Issue #2543, opened 2026-08-10
Embedding asset + embedding-model bake-off on a labeled Zendesk sample


blarghmatey:
### Description/Context

Embed each conversation once and store the vector on `afact_feedback_conversation` as an Iceberg `ARRAY<float>`, with `embedding_model_version` / `embedding_dim` / `embedding_input` stamped.

Scale: ~198K conversations for the MVP (~0.2–2.5 GB of vectors) — comfortably in-memory for batch clustering, no vector service needed.

### Plan/Design

**Model choice is an evaluation, not a pick.** Use MTEB only to *narrow*, then benchmark the shortlist on our own corpus:

- **Label set** — Zendesk `ticket_tags` (~2,354 distinct) + `group_name` as a free, noisy reference; optionally hand-label a few hundred for a cleaner set.
- **Metric is the task, not the MTEB average** — run UMAP+HDBSCAN on each candidate's vectors and score silhouette + agreement with the tag reference (ARI/NMI) + human coherence of the top clusters. Retrieval precision@k as a secondary.
- **Sweep** Matryoshka dims (256/512/1024) and cost/latency as tie-breakers.
- **Shortlist** (re-check MTEB standings at eval time) — Fenic-native managed: `gemini-embedding-001`, Cohere `embed-v4`, OpenAI `text-embedding-3-large`; self-hosted open: Qwen3-Embedding, BGE-M3, NV-Embed-v2. Starting default so implementation is not blocked on the bake-off: `gemini-embedding-001` or Cohere `embed-v4` at 512-dim, with `text-embedding-3-large` as the safe baseline.

**Also a scored arm:** `embedding_input = 'summary'` vs `'concatenated_turns'`. Adopt the summary as the input only where measured lift justifies its per-conversation LLM cost.

Redaction is upstream and mandatory — vectors are computed on redacted text only, independent of the fact that provider egress is acceptable. The choice stays reversible: a better model later is a rebuild of a derived table under a new version stamp, with `tfact_feedback` untouched.

Spec: [`feedback_ml_approach.md`](https://github.com/mitodl/ol-data-platform/blob/worktree-feedback-aggregation-spec/docs/design/feedback_ml_approach.md) §B

PR #2622, opened 2026-08-31
feat(feedback): add feedback embeddings asset and related embedding

rachellougee:
<!--- If it fixes an open issue, please link to the issue here. -->
<!--- Closes # --->
<!--- Fixes # --->
<!--- N/A --->
https://github.com/mitodl/ol-data-platform/issues/2543

<!--- Describe your changes in detail -->
  - Adds a `feedback_embeddings` Dagster asset that embeds each conversation once, using the LLM summary                                                                                                                             
  - Defaults to `text-embedding-3-large`.                                                                                                                                                   
  - Adds a separate embedding_llm resource (client_class="openai"), since Anthropic/Bedrock has no embeddings API.                                               
  - Writes to an intermediate `feedback_embeddings` table only; wiring the vector into afact_feedback_conversation is a separate PR, once this asset has run and populated the table

### How can this be tested?
<!---
Please describe in detail how your changes have been tested.
Include details of your testing environment, any set-up required
(e.g. data entry required for validation) and the tests you ran to
see how your change affects other areas of the code, etc.
Please also include instructions for how your reviewer can validate your changes.
--->
- Run the unit test suite: 
 ```                                                                                                                                   
  cd dg_projects/ml                                                                                                                                              
  uv run pytest ml_tests/ -q 
```                                                                                                                

- Run dagster locally
```
  cd dg_projects/ml                                                                                                                                                                                                                                                                                                                                                                                                                                                                                                                                                          
  export DAGSTER_ENV=dev                                                                                                                                                                                            
  export OPENAI_API_KEY =...                                                                                                                                
  export OPENAI_BASE_URL=https://parley.api.mit.edu/v1  
  export EMBEDDING_MODEL_VERSION=text-embedding-3-small                                                                                                                
                                                                                                                                                                                                                    
  uv run dagster dev -m ml.definitions       
```                                                                                                                                                                       
                                                                                                                                                                                                                    
  Then in the  Dagster UI:                                                                                                                                              
                                                                                                                                                                                                                    
  1. Materialize `feedback_summaries` first (skip if you already ran it while testing https://github.com/mitodl/ol-data-platform/pull/2604)                                             
  2. Materialize `feedback_embeddings` with a small sample_limit via Launchpad config:  
```                    
  ops:                                                                                                                                                                                                              
    feedback_embeddings:                                                                                                                                                                                            
      config:                                                                                                                                                                                                       
        sample_limit: 100              
```       
The log shows something like `Embedded 99 conversations (0 already embedded, 210 total upstream)`                                                                                                                                                                       
  3 Verify the output — check the materialization's logged row counts in Dagit, and/or query the 
```
select * from ol_data_lake_production."ol_warehouse_production_rlougee_intermediate".feedback_embeddings
```  
                                
  4. Re-run it a second time with no upstream changes — it should log 0 new embeddings, confirming the incremental filter works.                                                                                    
                                                                                                                                    

### Additional Context
<!--- optional - delete if empty --->
<!--- Please add any reviewer questions, details worth noting, etc. that will help in
assessing this change.  --->


<!--- Uncomment and add steps to be completed before merging this PR if necessary
### Checklist:
- [ ] e.g. Update secret values in Vault before merging
--->

### CODE REVIEW

File: dg_projects/ml/ml/lib/embed.py [hunk 1]
```diff
@@ -0,0 +1,348 @@
...
+    """Upsert one chunk directly into the real feedback_embeddings table.
+
+    Mirrors summarize.checkpoint_chunk: a crash after this call keeps everything
+    upserted so far, so the next run's ordinary filter_unembedded pass sees it as
+    already embedded, no separate recovery step needed. table_identifier is
+    "database.table", e.g. "ol_warehouse_production_intermediate.feedback_embeddings".
+    """
+    if chunk_df.height == 0:
+        return
+    table = catalog.load_table(table_identifier)
```
quazi-h: **This deadlocks the asset's first materialization.**

`catalog.load_table()` raises `NoSuchTableError` when the table is absent, and on a fresh deployment `feedback_embeddings` doesn't exist yet — `PolarsIcebergIOManager` only creates it in `handle_output`, which runs *after* the asset body returns. No dbt model creates it either.

The asset already assumes this: `feedback_embeddings.py:103` wraps the *read* of this same table in `contextlib.suppress(NoSuchTableError)`. The checkpoint write didn't get the same guard.

Reproduced against a real pyiceberg catalog — three embeddings computed and paid for, then:

```
NoSuchTableError: Table does not exist: intermediate.feedback_embeddings
embedding calls paid for before the crash: [3]
```

Because the exception escapes `embed_and_checkpoint`, the asset never returns, so the io_manager never creates the table, and every later run fails identically. It won't reproduce in a dev schema where the table already exists from earlier testing.

Minimal fix — 47/47 existing tests pass unchanged:

```python
try:
    table = catalog.load_table(table_identifier)
except NoSuchTableError:
    logger.info("%s does not exist yet; skipping checkpoint", table_identifier)
    return
```

That leaves the first run unprotected, which matters at the ~198K scale. If you'd rather keep checkpointing from run one, `catalog.create_table_if_not_exists(table_identifier, schema=chunk_df.to_arrow().schema)` also works — I verified the round-trip preserves `List(Float32)` and a second run upserts rather than duplicates — but it needs `_FakeCatalog` in the two checkpoint tests updated.

Same shape in `summarize.checkpoint_chunk` on #2604.

dg_projects/ml/ml/lib/embed.py
```diff
@@ -0,0 +1,348 @@
...
+    batch call -- retrying one at a time isolates it rather than dropping every
+    otherwise-fine row in the chunk along with it.
+
+    errors, if given, collects each failure's message -- lets a caller surface
+    *why* calls failed (e.g. in a Failure message) without changing this
+    function's return type.
+    """
+    try:
+        vectors = client.embed_batch([row["resolved_text"] for row in chunk])
+    except Exception:
```
quazi-h: The individual-retry fallback fires on *any* batch exception, not just the bad-row case the docstring describes.

Measured at the default `EMBEDDING_BATCH_SIZE=100`: a systemic failure costs **101 calls per chunk** — the batch, then all 100 rows replayed one at a time. On a 429 that's 100 extra requests aimed at an endpoint that just asked us to back off, and since the OpenAI SDK already retries with backoff (`DEFAULT_MAX_RETRIES = 2`), a surfaced `RateLimitError` means backoff was already exhausted.

Gating the fallback on exception type drops it to 1 call while keeping bad-row isolation intact — verified 4/5 rows still embedded around one poison row:

```python
except (openai.AuthenticationError, openai.PermissionDeniedError, openai.RateLimitError):
    raise
except Exception:
    ...  # existing per-row fallback
```

Trade-off worth naming: this makes a 429 fail the asset instead of being absorbed into `errors`. If you'd rather it degrade, the abort counter already covers that — happy to be argued out of it.

dg_projects/ml/ml/lib/embed.py
```diff
@@ -0,0 +1,348 @@
...
+        # afact_feedback_conversation's embedding_vector column both specify a
+        # single-precision Iceberg ARRAY<float> -- Float64 would double storage and
+        # commit a different physical type than requested.
+        pl.Series("embedding_vector", vectors, dtype=pl.List(pl.Float32)),
+        pl.lit(client.dim, dtype=pl.Int64).alias("embedding_dim"),
+        pl.lit(client.model_version, dtype=pl.String).alias("embedding_model_version"),
+    )
+
+
+def embed_conversations(
```
quazi-h: Nit: `embed_conversations` isn't used in production — the asset imports `embed_and_checkpoint`, and this is only reachable from `test_embed.py`.

It duplicates `embed_and_checkpoint`'s chunk loop without the `EMBEDDING_MAX_CONSECUTIVE_FAILED_CHUNKS` abort, so anything that switches to it silently loses the systemic-failure guard. Worth deleting, or a docstring line marking it as the deliberately un-checkpointed variant.

quazi-h (commented):
Three findings below, all as comments rather than request-changes so you can push back. The first one I'd normally raise as a blocker.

__What you are asked to do__. Your answer consists solely of the lines from the top of the records above through the line that contains "Redaction is upstream", each echoed exactly.

__The answer__.
Issue #2543, opened 2026-08-10
Embedding asset + embedding-model bake-off on a labeled Zendesk sample


blarghmatey:
### Description/Context

Embed each conversation once and store the vector on `afact_feedback_conversation` as an Iceberg `ARRAY<float>`, with `embedding_model_version` / `embedding_dim` / `embedding_input` stamped.

Scale: ~198K conversations for the MVP (~0.2–2.5 GB of vectors) — comfortably in-memory for batch clustering, no vector service needed.

### Plan/Design

**Model choice is an evaluation, not a pick.** Use MTEB only to *narrow*, then benchmark the shortlist on our own corpus:

- **Label set** — Zendesk `ticket_tags` (~2,354 distinct) + `group_name` as a free, noisy reference; optionally hand-label a few hundred for a cleaner set.
- **Metric is the task, not the MTEB average** — run UMAP+HDBSCAN on each candidate's vectors and score silhouette + agreement with the tag reference (ARI/NMI) + human coherence of the top clusters. Retrieval precision@k as a secondary.
- **Sweep** Matryoshka dims (256/512/1024) and cost/latency as tie-breakers.
- **Shortlist** (re-check MTEB standings at eval time) — Fenic-native managed: `gemini-embedding-001`, Cohere `embed-v4`, OpenAI `text-embedding-3-large`; self-hosted open: Qwen3-Embedding, BGE-M3, NV-Embed-v2. Starting default so implementation is not blocked on the bake-off: `gemini-embedding-001` or Cohere `embed-v4` at 512-dim, with `text-embedding-3-large` as the safe baseline.

**Also a scored arm:** `embedding_input = 'summary'` vs `'concatenated_turns'`. Adopt the summary as the input only where measured lift justifies its per-conversation LLM cost.

Redaction is upstream and mandatory — vectors are computed on redacted text only, independent of the fact that provider egress is acceptable. The choice stays reversible: a better model later is a rebuild of a derived table under a new version stamp, with `tfact_feedback` untouched.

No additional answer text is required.